DADA2 parameters question

FranciscoC · August 22, 2018, 2:36pm

Dear All,

I´m running for the first time a dataset and would appreciated some help choosing the ideal parameters for DADA2.

Considering the quality control what trimming parameters should I choose for paired-end read analysis commands? It is clear from the graph that after 120 bases the quality begings to decrease...

Thanks in advance,

Francisco

printscreen

Mehrbod_Estaki · August 23, 2018, 12:08am

Hi @FranciscoC,
This is a common enough question around here so you could try searching the forum to see what others used based on their experience.
For paired-end reads we need to make sure that the sum of truncating parameters across the Forward and Reverse reads is not so much that it would leave insufficient overlap between the reads. DADA2 requires a min of 20bp overlap for proper merging, so you’ll want to calculate your overlap based on your specific primers and make sure you leave at least 20bp + natural variation of your expected target.
The quality plots you posted look fairly good and you can probably retain around ~200bp from each direction without losing too many reads. Another consideration for DADA2 is you want to make sure you’ve not done any prior quality control/trimming as the error-model building stage of DADA2 relies on the whole data set. I bring this up because your quality plots look a bit too straight and clean and typically we see more variability in the q-scores, ex. from Atacama soil tutorial, at least from Illumina reads anyways.

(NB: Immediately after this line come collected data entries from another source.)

PR #7213, opened 2023-09-08
DDFs for Trådfri bulbs

ebaauw:
Updated the DDFs for the Trådfri bulbs I still had lying around in a drawer.

### TRADFRI bulb E27 W opal 1000lm
- Updated existing DDF for _Dimmable Light_
- Added `capabilities`: `alert/trigger_effect`;
- Added `config` items: `bri/execute_if_off`, `bri/on_level`, `bri/onoff_transition_time`, `bri/startup`, `on/startup`;
- Updated attribute reporting settings to 1/300/1 and changed `refresh.interval` to 305.

### TRADFRI bulb E27 WS opal 980lm
- New DDF for _Color Temperature Light_.
- ~~This light reports a weird character in the _Manufacturer Name_, causing deCONZ to report it as hex string.  The DDF should correct this.~~
- `capabilities` items: `alert/trigger_effect`, `bri/move_with_onoff`, `color/capabilities`, `color/ct/max`, `color/ct/min`, `on/off_with_effect`, `transition_block`;
- `config` items: `bri/execute_if_off`, `bri/on_level`,`bri/onoff_transition_time`, `bri/startup`, `color/ct/startup`, `color/execute_if_off` `on/startup`;
- Attribute reporting settings to 1/300/1 and changed refresh.interval to 305.

### TRADFRI bulb E27 CWS opal 600lm
- Renamed existing DDF file and bumped status to Gold.
- This light identified as _Color Dimmable Light_.  Despite it's name, it doesn't support colour temperature, so it's exposed as a _Color Light_.
- `capabilities` items: `alert/trigger_effect`, `bri/move_with_onoff`, `color/capabilities`, `color/xy/...`, `on/off_with_effect`, `transition_block`;
- We don't know the actual colour gamut, so we report the default colour gamut;
- `config` items: `bri/execute_if_off`, `bri/on_level`,`bri/onoff_transition_time`, `bri/startup`, `color/execute_if_off`, `on/startup`;
- Updated attribute reporting settings to 1/300/1 and changed refresh.interval to 305.

### TRADFRI bulb E27 CWS 806lm
- Renamed DDF file.
- `capabilities` items: `bri/move_with_onoff`, `color/capabilities`, `color/xy/...`, `on/off_with_effect`;
- This is the first IKEA light that doesn't contain the `transition_block` firmware bug.  But it doesn't support _Trigger Effect_.
- `config` items: `bri/execute_if_off`, `bri/on_level`,`bri/onoff_transition_time`, `bri/startup`,  `color/ct/startup`, `color/execute_if_off`, `on/startup`;
- Updated attribute reporting settings to 1/300/1 and changed refresh.interval to 305.


manup:
Interesting, the hex conversion happens because the string isn't UTF-8 encoded. It is actually *"TRADFRI bulb E27 WS opal 980lm"*

`0x545241444652492062756c6220453237205753` this part is valid UTF-8 *"TRADFRI bulb E27 WS"*.

But hex `0xa0` in binary is `1010 0000` which in UTF-8 is the second, third, or fourth byte. But the previous byte is `0x53` which is the 1-byte ASCII char `S` so this is not a multi-byte character sequence.

Digging a bit deeper the string is actually latin1 encoded! `0xa0` is "non-breaking space" here.

The deCONZ ZCL attribute reader plays strict UTF-8 here (which implicitly includes ASCII) and just returns the whole sequence as hex string. Perhaps I should expand it to alternatively try to latin1 decode if UTF-8 fails, we have seen other strings which where also returned as hex string, perhaps the same issue.

manup:
image


------

It is allowed to use non UTF-8 but should be stated in the complex descriptor, which I've never seen available in a product (can be seen in the Node Info panel).

ebaauw:
From my pet shark on the wire:
```
ZigBee Cluster Library Frame, Command: Read Attributes Response, Seq: 29
    Frame Control Field: Profile-wide (0x18)
    Sequence Number: 29
    Command: Read Attributes Response (0x01)
    Status Record, String: TRADFRI bulb E27 WS�opal 980lm
        Attribute: Model Identifier (0x0005)
        Status: Success (0x00)
        Data Type: Character String (0x42)
        String: TRADFRI bulb E27 WS�opal 980lm
```

```
0000   1e 54 52 41 44 46 52 49 20 62 75 6c 62 20 45 32   .TRADFRI bulb E2
0010   37 20 57 53 a0 6f 70 61 6c 20 39 38 30 6c 6d      7 WS.opal 980lm
```

When I got the light, it didn't include the weird character, but it appeared after a firmware update.

Last time I checked, the Hue bridge chokes on this as well, and shows an empty `modelid` in the API.

manup:
I've extended the attribute reader to detect and convert Latin1 strings to UTF-8 and only contain printable characters.
Also as an opinionated implementation soft-hyphens will be changed to simple minus `-` and "non breakable space" to simple ASCII space `0x20` since these are easier to type in a DDF and impossible to spot visually when just looking at a string.

There fore the DDF only needs to contain the ASCII string: `"TRADFRI bulb E27 WS opal 980lm"` (with normal space after WS).

https://github.com/dresden-elektronik/deconz-lib/commit/1940240e8560a656c3e2b7d72f15d137d3520d39

manup (approved):

PR #7218, opened 2023-09-10
Improve/Fix DFF for IKEA RODRET Dimmer and other IKEA controllers

ebaauw:
### RODRET Dimmer
While this device looks like half a STYRBAR, it acts differently.  It picks a group ID on reset, reports this through _Touchpoint Commissioning_, and creates a non-removable binding from the client _On/Off_ cluster to this group.  This means `config.group` should match this group ID, and we need to create a binding of the client _Level Control_ cluster to this group as well.
Note that the device also sends an _Add Group_ to the coordinator for the group it picked on reset.
- Renamed DDF;
- Fixed indentation;
- Add `productid` to show the product ID (Exxxx), sourced from 0x0000/0x000A.
- Add `config/alert`;
- `config/battery`:
  - Change reporting to 300/2700/0x01; 
  - Changed `"fn": "zcl"` to `"fn": "zcl:attr"`l
  - Add `read` with `refresh.interval` of 86400;
  - Add `awake`;
- `state/buttonevent`: add `awake;
- Expose `cap/group` (to read the group from the _Touchpoint Commissioning_ cluster and `config/group` (to create the group bindings).  Through some C++ magic, the _Get Group Identifier Response_ is used to populate `config/group`.  While the API exposes this as read/write, changing it will not work, as the bindings to the _Touchpoint Commissioning_ group cannot be removed.
- Changed order of bindings to do the client clusters first.  Device becomes incommunicado without any client cluster bindings.
- Use group bindings for client clusters.
```
{
  "capabilities": {
    "group": "23998"
  },
  "config": {
    "battery": 100,
    "group": "23998",
    "on": true,
    "reachable": true
  },
  "ep": 1,
  "etag": "96ae43c63f3bedd3685532de8bb2df5c",
  "lastannounced": null,
  "lastseen": "2023-09-16T09:44Z",
  "manufacturername": "IKEA of Sweden",
  "mode": 1,
  "modelid": "RODRET Dimmer",
  "name": "Rodret",
  "productid": "E2201",
  "state": {
    "buttonevent": 1002,
    "lastupdated": "2023-09-16T09:11:04.895"
  },
  "swversion": "1.0.47",
  "type": "ZHASwitch",
  "uniqueid": "b4:35:22:ff:fe:4b:b5:c1-01-1000"
}
```

### Remote Control N2
[...]

PR #7230, opened 2023-09-16
DDF for IKEA RODRET Dimmer

ebaauw:
While this device looks like half a STYRBAR, it acts differently.  It picks a group ID on reset, reports this through _Touchpoint Commissioning_, and creates a non-removable binding from the client _On/Off_ cluster to this group.  This means `config.group` should match this group ID, and we need to create a binding of the client _Level Control_ cluster to this group as well.
Note that the device also sends an _Add Group_ to the coordinator for the group it picked on reset.

Changes:
- Renamed DDF;
- Fixed indentation;
- Add `productid` to show the product ID (Exxxx), sourced from 0x0000/0x000A.
- Add `config/alert`;
- `config/battery`:
  - Change reporting to 300/2700/0x01; 
  - Changed `"fn": "zcl"` to `"fn": "zcl:attr"`l
  - Add `read` with `refresh.interval` of 86400;
  - Add `awake`;
- `state/buttonevent`: add `awake;
- Expose `cap/group` (to read the group from the _Touchpoint Commissioning_ cluster and `config/group` (to create the group bindings).  Through some C++ magic, the _Get Group Identifier Response_ is used to populate `config/group`.  While the API exposes this as read/write, changing it will not work, as the bindings to the _Touchpoint Commissioning_ group cannot be removed.
- Changed order of bindings to do the client clusters first.  Device becomes incommunicado without any client cluster bindings.
- Use group bindings for client clusters.

```
{
  "capabilities": {
    "group": "23998"
  },
  "config": {
    "battery": 100,
    "group": "23998",
    "on": true,
    "reachable": true
  },
  "ep": 1,
  "etag": "96ae43c63f3bedd3685532de8bb2df5c",
  "lastannounced": null,
  "lastseen": "2023-09-16T09:44Z",
  "mode": 1,
  "modelid": "RODRET Dimmer",
  "name": "Rodret",
  "productid": "E2201",
  "state": {
    "buttonevent": 1002,
    "lastupdated": "2023-09-16T09:11:04.895"
  },
  "swversion": "1.0.47",
  "type": "ZHASwitch",
  "uniqueid": "b4:35:22:ff:fe:4b:b5:c1-01-1000"
}
```

### Generic
- Add `cap_group_item.json`;
- Add `touchlink_commissioning_cluster/1000_get_group_identifiers.js` to parse the _Get Group Identifiers Response_ into `cap/group`.

### Legacy Code
- `binding.cpp`: Bug fix: legacy code would still create a `config/group` item and corresponding `groups` resource on DDF managed devices.
- `resource.cpp`, `resource.h`: Add `RCapGroup`;
- `rest_sensors.cpp`: Expose `capabilities` and `productid` on `sensors` resources that support these;
- `general.xml`: Rename _ZLL Commissioning_ to _Touchpoint Commissioning_, in line with ZCL v8 spec.

This PR was part of #7218.


ebaauw:
Note `config/alert` was missing - fixed in #7238.

PR #7236, opened 2023-09-16
DDF for TRADFRI open/close remote

ebaauw:
New DDF, in line with DDFs for other IKEA controllers.

Controller no longer supports groups.

```
{
  "config": {
    "alert": "none",
    "battery": 100,
    "on": true,
    "reachable": true
  },
  "ep": 1,
  "etag": "6edbf2215f774c46b5fa62561593d499",
  "lastannounced": "2023-09-16T15:02:20Z",
  "lastseen": "2023-09-16T15:02Z",
  "mode": 1,
  "modelid": "TRADFRI open/close remote",
  "name": "Open/Close",
  "productid": "E1766",
  "state": {
    "buttonevent": 1002,
    "lastupdated": "2023-09-16T11:26:15.709"
  },
  "swversion": "2.3.079",
  "type": "ZHASwitch",
  "uniqueid": "00:0d:6f:ff:fe:e3:f4:90-01-0102"
}
```

### DIFF
--- a/devices/ikea/tradfri_open_close_remote.json
+++ b/devices/ikea/tradfri_open_close_remote.json
@@ -73,6 +73,9 @@
           "name": "attr/uniqueid"
         },
         {
+          "name": "config/alert"
+        },
+        {
           "name": "config/battery",
           "awake": true,
           "parse": {
--- a/devices/ikea/tradfri_open_close_remote.json
+++ b/devices/ikea/tradfri_open_close_remote.json
@@ -1,0 +1,131 @@
+{
+  "schema": "devcap1.schema.json",
+  "manufacturername": "$MF_IKEA",
+  "modelid": "TRADFRI open/close remote",
+  "product": "TRADFRI open/close remote - E1766",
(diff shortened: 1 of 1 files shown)


manup:
Tested with my unit works here as well.

Just noticed that the switch makes x002 and x003 events but not x001. Not a problem of the DDF and also stated as such in the button_maps.json but might be worth to check in the sniffer if we can't extract x001 as well in future.

manup (approved):

ebaauw:
No can do.  The remote sends _Open_ (or _Close_) on press/release and on press/hold; and _Stop_ on release after hold.  This makes sense from a blind control perspective: just press/release opens (closes) the blind; press hold moves the blind until released.
Note that the IKEA blinds don't provide idem potency on _Open_ nor on _Close_; when a second command is received while the blind is moving, it stops the movement.  Again this makes sense from the control perspective, but not so much from an automation perspective.  Also means that the remote will seem to behave differently, when bound to non-IKEA window covering devices.

PR #7243, opened 2023-09-16
DDF for IKEA TRADFRI motion sensor

ebaauw:
New DDF, in line with DDFs for other IKEA controllers (!).

The DDF handles both the gen-1 (E1525) and gen-2 (E1745) motion sensors.  They use the same `modelid`; but the `productid` to tell them apart.

Note that these are indeed controllers (not sensors), sending _On with Timed Off_ on detecting motion.  Light can be controlled directly (without deCONZ running) by adding them to the associated group.

The sensors won't detect next motion for the period from _On Time_, so we set `config.duration` based on that parameter.  This is a change with respect to the C++ code, that used `config.delay` for that.  However the DDF logic to reset `state/presence` only works for `config/duration`, and it should be set to `0` (so the C++ code used `config/delay` instead) or to the `config/delay` value anyways.

The duration can set between 60 and 600 seconds on the gen-1 model, using the dial on the device, and is fixed to 180 seconds on the gen-2 model.  The day/night setting on the device needs to be on night, or `state/dark` will always be reported as `true`.

Note that the C++ code will still add `config/delay` when motion is detected, but this is removed when deCONZ restarts.

```
{
  "config": {
    "alert": "none",
    "battery": 100,
    "delay": 60,
    "duration": 60,
    "group": "10461",
    "on": true,
    "reachable": true
  },
  "ep": 1,
  "etag": "292eb36a4d8bea64772e663dde57870f",
  "lastannounced": null,
  "lastseen": "2023-09-16T23:03Z",
  "modelid": "TRADFRI motion sensor",
  "name": "TRADFRI motion sensor",
  "productid": "E1525",
  "state": {
    "dark": false,
    "lastupdated": "2023-09-16T23:04:46.969",
    "presence": true
  },
  "swversion": "1.2.214",
  "type": "ZHAPresence",
  "uniqueid": "00:0b:57:ff:fe:22:cf:5f-01-0006"
}
```

```
{
  "config": {
    "alert": "none",
    "battery": 100,
    "delay": 180,
    "duration": 180,
    "group": "20004",
    "on": true,
    "reachable": true
  },
  "ep": 1,
  "etag": "0a91afd665efbbe9544fb2810405f52a",
  "lastannounced": null,
  "lastseen": "2023-09-16T23:04Z",
  "modelid": "TRADFRI motion sensor",
  "name": "Presence 130",
  "productid": "E1745",
  "state": {
    "dark": true,
    "lastupdated": "2023-09-16T23:04:45.342",
    "presence": true
  },
  "swversion": "2.0.022",
  "type": "ZHAPresence",
  "uniqueid": "14:b4:57:ff:fe:3e:ad:28-01-0006"
}
```

### DIFF
--- a/devices/ikea/0006_presence.js
+++ b/devices/ikea/0006_presence.js
@@ -1,0 +1,5 @@
+/* global Item, R, ZclFrame */
+
+Item.val = true
+R.item('state/dark').val = (ZclFrame.at(0) & 0x01) === 0x00
+R.item('config/duration').val = Math.round((ZclFrame.at(1) | ZclFrame.at(2) << 8) / 10)
--- a/devices/ikea/tradfri_motion_sensor.json
+++ b/devices/ikea/tradfri_motion_sensor.json
@@ -1,0 +1,153 @@
+{
+  "schema": "devcap1.schema.json",
+  "manufacturername": "$MF_IKEA",
+  "modelid": "TRADFRI motion sensor",
+  "product": "TRADFRI motion sensor - E1525, E1745",
+  "sleeper": true,
+  "status": "Gold",
+  "subdevices": [
+    {
+      "type": "$TYPE_PRESENCE_SENSOR",
+      "restapi": "/sensors",
+      "uuid": [
+        "$address.ext",
+        "0x01",
+        "0x0006"
+      ],
+      "fingerprint": {
+        "profile": "0x0104",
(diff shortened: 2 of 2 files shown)


manup (approved):

manup:
Nice, looks like that we can remove quite some Ikea C++ code soon :+1:

PR #787, opened 2019-05-31
Helm postgres update

ldelossa:
Introduces latest postgres container and confirms helm chart working correctly.
Introduces init container which waits on the postgres instance to be available.

### DIFF
--- a/contrib/helm/clair/values.yaml
+++ b/contrib/helm/clair/values.yaml
@@ -60,20 +60,25 @@ tolerations: []
 
 # Configuration values for the postgresql dependency.
 # ref: https://github.com/kubernetes/charts/blob/master/stable/postgresql/README.md
+# chartVersion: 5.1.2
+# if enabling a feature refer to the above link for full set of configuration info
 postgresql:
-# The dependant Postgres chart can be disabled, to connect to
-# an existing database by defining config.postgresURI
-  enabled: true
+  postgresqlUsername: clair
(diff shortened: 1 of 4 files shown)


contrib/helm/clair/values.yaml
```diff
@@ -60,20 +60,25 @@ tolerations: []
...
-  memory: 1Gi
-# These values are hardcoded until Helm supports secrets.
-# For more info see: https://github.com/kubernetes/helm/issues/2196
-  postgresUser: clair
-  postgresPassword: clair
-  postgresDatabase: clair
+  resources:
+    requests:
+      memory: 256Mi
+      cpu: 250m
```
jzelinskie, line 76: I'm actually wary of adding in resource requests as this can totally change depending on the environment. For example, these values might be great for dev, but not for production.

We need to decide whether or not the Helm chart is for development or production uses.

ldelossa: @jzelinskie these values are simply echo'd from the dependent postgresql chart: 
https://github.com/helm/charts/blob/master/stable/postgresql/values.yaml#L287

Figured hoisting them into our values.yaml made it explicit that the decision is on the user of our chart to set this correctly.

ldelossa:
Going to close this PR in favor of moving this helm chart work to a `/local-dev` directory, making it geared toward local development purposes.

PR #797, opened 2019-06-12
drone: init

jzelinskie:


Makefile
```diff
@@ -1,16 +1,47 @@
...
+.PHONY: build
+build:
+	go build -v -ldflags "-X github.com/coreos/clair/pkg/version.Version=$(COMMIT)" ./cmd/clair
+
+.PHONY: unit-test
+unit-test:
+	go test $(UNIT_TEST_PACKAGES)
+
+.PHONY: db-test
+db-test:
```
ldelossa, line 31: @jzelinskie 

Are these integration tests which require a DB to be available ?

Makefile
```diff
@@ -1,16 +1,47 @@
...
+	go test $(DB_TEST_PACKAGES)
+
 .PHONY: deploy-local
 deploy-local:
+	# This make target is designed to be ran idempotently.
```
ldelossa, line 38: :+1:

Makefile
jzelinskie: Yup! Should I make a doc comment clarifying as much?

ldelossa: @jzelinskie yup! comments would be good. One other thing on my mind is *techincally* we can get these to work with the local dev setup, tho I'm assuming you added this for CI and will call it in the Drone container it's going to run in? 

I do not feel strongly either way, just food for thought since we can launch postgres with local dev and make the postgres db available locally.

ldelossa (approved):

PR #805, opened 2019-06-20
remove unncessary map copy

ldelossa:
Believe the extra map copy is not necessary. LMK if this is not the case.


KeyboardNerd (approved):
Thanks for clean up!

PR #837, opened 2019-08-27
Source binary mapping

ldelossa:
@KeyboardNerd @jzelinskie 

This is the start of closing the source->binary mapping task. I have successfully mapped the source packages to their binary packages with this code, however I seem to be hitting a brick wall when saving layer features. 

To test you can add this table to your ClairV3 database:
```
CREATE TABLE source_binary_mapping (
	id SERIAL PRIMARY KEY,
	source_feature int REFERENCES feature(id),
	binary_feature int REFERENCES feature(id),
	unique(source_feature, binary_feature)
);
```

However we begin to face this issue: `{"Event":"failed to store layer change","Level":"error","Location":"analyzer.go:106","Time":"2019-08-26 20:19:49.353730","error":"associated immutable entities are missing in the database","layer.Hash":"f59d6d019dd5b8398eb8d794e3fafe31f9411cc99a71dabfa587bf732b4a7385"}` 

I troubleshot for awhile but every time I make small change locally, I break something in another database file. Any ideas why we get this issue? I'll continue to look tomorrow.

### DIFF
--- a/database/feature.go
+++ b/database/feature.go
@@ -25,6 +25,8 @@ type Feature struct {
 	Version       string      `json:"version"`
 	VersionFormat string      `json:"versionFormat"`
 	Type          FeatureType `json:"type"`
+	// if the feature has a source affiliated with it bind it here
+	Source *Feature `json:"source"`
 }
 
 // NamespacedFeature is a feature with determined namespace and can be affected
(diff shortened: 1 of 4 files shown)


KeyboardNerd:
yeah it could be really frustrating to see that, we should probably simplify how the data insertion works.
Basically, think a layer as a tree, a layer points to a set of features, namespaces, etc., you need to first insert all the dependencies first before inserting a layer.

ldelossa:
Closing this issue. This is addressed in ClairCore and ClairV4

PR #839, opened 2019-09-04
nvd: fix conversion of r.StatusCode to string

noahklein-zz:
string(404) == "Ɣ"
fmt.Sprintf("%d", 404) == "404"

See https://play.golang.org/p/_avQPvVyLJ4


jzelinskie (approved):
LGTM! Nice catch!
Great first contribution!

Issue #804, opened 2019-06-19
Please use OVAL export for Ubuntu vulnerabilities source


cjwatson:
### Description of Problem / Feature Request

Hi.  I'm one of the engineers responsible for running git.launchpad.net.

At the moment, the Ubuntu vulnerabilities data source is implemented by cloning/pulling https://git.launchpad.net/ubuntu-cve-tracker.  Unfortunately this is pretty expensive for us to service: it's a large repository, and if it's imperfectly packed then cloning it causes `git pack-objects` to use a substantial amount of memory trying to serve a suitable pack to clients.  If there are more than a trivial number of parallel clones at once, then this effectively DDoSes our git service (as happened today).  Obviously we'd like to improve our service's scalability, and we do have work in progress for that, but this won't happen overnight and in any case it can't scale indefinitely.

It's hard for me to tell from our logs how many of the clients are related to Clair; all I can see is a large number of git processes from widely varying IP addresses trying to clone the same large repository and resulting in a large spike in our memory use.  It does look like a likely candidate, though.

Could you please consider using the OVAL exports that our security team provide instead of cloning this git repository?  I'm not in the Ubuntu security team, but I'm told they're [here](https://people.canonical.com/~ubuntu-security/oval/).  The Oracle, RHEL, and SUSE vulnerability sources all use OVAL, so I would hope this is just a matter of plugging different URLs into much the same framework.

Let me know if there are any problems with the data that make this difficult, and I can pass that on to the Ubuntu security team.

### Expected Outcome

Clair uses OVAL exports for Ubuntu, resulting in (I hope) the same effective vulnerabilities feed but with a lighter footprint on our infrastructure.

### Actual Outcome

Clair sends many clients to clone the same large repository from git.launchpad.net, which creaks under the load.

### Environment

N/A

alexmurray:
Another easier short-term option would be mirroring https://git.launchpad.net/ubuntu-cve-tracker to github and updating clair to use that mirror instead of launchpad?

jzelinskie:
I didn't realize that Ubuntu produces OVAL reports, too!

@cjwatson Can you get someone from the Ubuntu security team to chime in? It would be a shame to make the effort to port the code to use this service only to find out that the Clair clients simply overload a different service ran by Canonical and the owner of people.canonical.com creates a new issue that their website is overloaded.

cjwatson:
[...]

PR #853, opened 2019-10-08
Port ubuntu vulnsrc to use OVAL rather than the Ubuntu CVE Tracker

alexmurray:
In response to issue #804


ext/vulnsrc/ubuntu/ubuntu.go
```diff
@@ -13,369 +13,406 @@
...
+	return resp, nil
 }
 
-func (u *updater) Clean() {
-	if u.repositoryLocalPath != "" {
-		os.RemoveAll(u.repositoryLocalPath)
+// Get the latest modification time of a remote file
+// expressed as unix time
+func getLatestModifiedTime(url string) (int64, error) {
+	resp, err := http.Head(url)
```
ldelossa, line 204: @alexmurray  - believe you still want to defer close of the response body here. https://golang.org/pkg/net/http/ the docs groups the "head" method with the advice to close the body.

ext/vulnsrc/ubuntu/ubuntu.go
```diff
@@ -13,369 +13,406 @@
...
-		"Patches": {},
-		// Product
-		"product": {},
-	}
+	ignoredCriterions          []string
+	ubuntuPackageCommentRegexp = regexp.MustCompile(`^(.*) package in ([a-z]+) (?:(?:was vulnerable|is related to the CVE in some way) but has been fixed \(note: '(.*)'\)|is affected and needs fixing).$`)
+	ubuntuOvalFileRegexp       = regexp.MustCompile(`com.ubuntu.([a-z]+).cve.oval.xml.bz2`)
+)
+
+type oval struct {
```
ldelossa, line 61: I don't have an issue with you defining the oval structure here, but you maybe interested in using our Oval parser fork: https://github.com/quay/goval-parser

ldelossa (changes requested):
Looks good. one critique, one suggestion. 
May I assume you tested vulnerability matching in a test env of your own?

ext/vulnsrc/ubuntu/ubuntu.go
alexmurray: I just used the example set by the existing OVAL vulnsrc's.

alexmurray:
>  May I assume you tested vulnerability matching in a test env of your own?

Sadly I have not had any success at actually getting clair running properly locally - is there a simple quick-start-guide or similar to be able to deploy it on a local machine and scan a particular container to test?

ext/vulnsrc/ubuntu/ubuntu.go
alexmurray: This was copied from the same function in the suse vulnsrc - if this is the case that should also be fixed too.

ldelossa: @alexmurray sounds like the right thing to do :+1:

alexmurray: Would  you prefer a separate PR for this or should I bundle it with this one?

ldelossa: Separate pr sounds good to me.

ldelossa:
> > May I assume you tested vulnerability matching in a test env of your own?
> 
> Sadly I have not had any success at actually getting clair running properly locally - is there a simple quick-start-guide or similar to be able to deploy it on a local machine and scan a particular container to test?

@alexmurray this is fine. I will just need a bit to test out that everything works accordingly. 
I will also review the local development docs here: https://github.com/coreos/clair/blob/master/Documentation/local-development.md

alexmurray:
Those docs assume contributors are highly familiar with kubernetes etc and already have this deployed - I am not familiar with k8s myself so perhaps a simple example using something like microk8s might be beneficial?

alexmurray:
I have rebased this PR on top of current master to fix up the conflicts from the previous version - what can I do to help get this merged?

cjwatson:
@ldelossa Please could you indicate whether there's anything else for @alexmurray to do here to satisfy your review comments?  While we've made some further changes to git.launchpad.net to make it easier to control how much this swamps our infrastructure, I'd really like to see this move along so that it stops being a problem.

ldelossa:
@alexmurray @cjwatson my apologies for the delay. We have been putting all our engineering efforts into:
https://github.com/quay/claircore
and https://github.com/quay/clair/tree/development-4.0

I will merge this.

ldelossa (approved):

PR #864, opened 2019-10-24
WIP: Layer content sharing

Allda:
This PR implements new type of Clair's plugins. 

The post-processor plugin can process layers after features and
namespaces have been gathered from layers. This will allow sharing
information between layers in case a layers are missing any information
like namespace.
    
This PR also adds first plugin which is focused on Red Hat's rpms.
Red Hat's plugin share CPE information between layer in case cpes are
not fully defined in some layers.

MR contains non-public data sources so it should not be merged before Red Hat provides new public API.


Allda:
@ldelossa Here is the code change we have been talking about. Please take a look and share your feedback. Thanks!

PR #867, opened 2019-10-28
database: add mapping for Ubuntu Eoan (19.10)

andrewsharon:
This is required for Clair to support Ubuntu Eoan (19.10)


jzelinskie (approved):
LGTM thanks!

FranciscoC · August 23, 2018, 9:45am

Dear Mehrbod_Estaki, thank you very much for the guidance. I´m going to check if any quality control was done. If so, would Deblur be the appropriate option?

Again, many thanks,

Francisco

Mehrbod_Estaki · August 23, 2018, 5:38pm

Hi @FranciscoC,
That will depend on what kind of pre-processing (if any) has been done. So let’s see what we can find out about those reads. To note, where DADA2 and Deblur differ in this regard is that DADA2 builds an error model based on the quality scores of your reads, while deblur will use a pre-packaged model which means it won’t need to use the actual quality scores.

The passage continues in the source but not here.